■ Collected data entries
►
PR #834, opened 2020-02-28
🏃fetch_ext_bins now checks existing version before downloading

vincepri:
A slight improvement to the script that fetches kubebuilde-tools to avoid re-downloading the binaries if the existing version already matches our expectations.

### DIFF
--- a/hack/check-everything.sh
+++ b/hack/check-everything.sh
@@ -50,6 +50,15 @@ SKIP_FETCH_TOOLS=${SKIP_FETCH_TOOLS:-""}
 function fetch_kb_tools {
   local dest_dir="${1}"
 
+  # use the pre-existing version in the temporary folder if it matches our k8s version
+  if [[ -x "${dest_dir}/kubebuilder/bin/kube-apiserver" ]]; then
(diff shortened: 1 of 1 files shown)


DirectXMan12:
cool.  Can you add a bit more of a description to the body (i.e. "this avoids extra downloads when unecessary) and remove the HTML comments from the PR description?  Just unhold when ready.

/lgtm
/hold

vincepri:
@DirectXMan12 done!

hack/check-everything.sh
```diff
@@ -50,6 +50,14 @@ SKIP_FETCH_TOOLS=${SKIP_FETCH_TOOLS:-""}
 function fetch_kb_tools {
   local dest_dir="${1}"
 
+  # use the pre-existing version in the temporary folder if it matches our k8s version
+  if [[ -x "${dest_dir}/kubebuilder/bin/kube-apiserver" ]]; then
+    version=$("${dest_dir}"/kubebuilder/bin/kube-apiserver --version)
+    if [[ $version == *"${k8s_version}"* ]]; then
+      return 0
```
alenkacz: should we write something to stdout in this case? That we're using already existing version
◄
■ ASSIGNMENT
Using the entries above, copy out all lines that contain the string "everything".

■ REPLY
--- a/hack/check-everything.sh
+++ b/hack/check-everything.sh
hack/check-everything.sh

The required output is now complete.